I’d never killed a human before. Deer, elk, and moose, of course. We needed them to survive. One lonely area of my brain attempted to think rationally, reminding me if I hadn’t done this Kiera, one of her friends, or my brothers could have suffered the same fate. But it didn’t take the absolute finality away from being responsible for someone’s last breath.
This secret would follow me to the grave. Baron Channing didn’t kill humans. I didn’t want this war between the packs and everything that went along with it. Especially this. But I’d never forget the way I felt now, my heart pounding against my rib cage with adrenaline, the nausea from looking at the attacker’s ruined face. This could never be just part of my job. Shadow and Major might be able to look themselves in the mirror after something like this, but I wasn’t going to recognize the man in the reflection anymore.
Thankful my ski jacket and pants hid the blood splatters, I went back to Kiera. The crowd had thinned.
“What the hell are you doing?” the woman who’d been checking Kiera for injuries cried. “You can’t move her. We don’t know what happened. Help is on the way!”
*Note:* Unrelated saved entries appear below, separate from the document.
PR #131, opened 2025-07-22
RFC: Rename tag "class" to "extern" for ExternType

karl-police:
[Rendered](https://github.com/karl-police/rfcs/blob/patch-4/docs/udtf-is-extern.md)

~~``is("class")``~~
``ìs("extern")``

### DIFF
--- a/docs/udtf-is-extern.md
+++ b/docs/udtf-is-extern.md
@@ -1,19 +1,21 @@
-# tag name for extern types
+# `extern` tag in User-Defined Type Functions.
 
 ## Summary
 
-Currently, the ``tag`` for an ExternType is ``class``. This RFC suggests to change it to ``extern``.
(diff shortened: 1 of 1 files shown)


karl-police:
> Sounds good to me!

I made https://github.com/luau-lang/luau/pull/1926 and https://github.com/luau-lang/luau/pull/1927

two variations

karl-police:
It turns out that ``ìs("class")`` is actually not used anywhere in the Unit Tests in the first place as well. I could remove ``Debug`` infront of the flag and let it turn on through ``--fflags=true``, and allow that all current ``is("class")`` will just error.
Unless it's worth to wait and implement a warning that points out to use ``"extern"``

aatxe:
It's still a feature in the beta, and not usable elsewhere, and it will never break running code, so I think it's fine for us to not try to manage an awkward "warn to migrate" period (which is, intrinsically, the same as producing the error _anyway_).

“I am the help,” I roared, pulling her limp body into my arms. “She’s going to be fine.”
Protests echoed behind me as I broke away from the crowd. I didn’t respond, I couldn’t convince them I was right. I’d been stupid to ride so far ahead of Kiera. No one followed me, just gave me glares and odd looks as I marched through the snow, the dead weight of an unconscious woman hanging from my arms. I had to go slow to keep my footing, not to hurt her anymore. As far as I knew, the blow to the head was the only injury she had.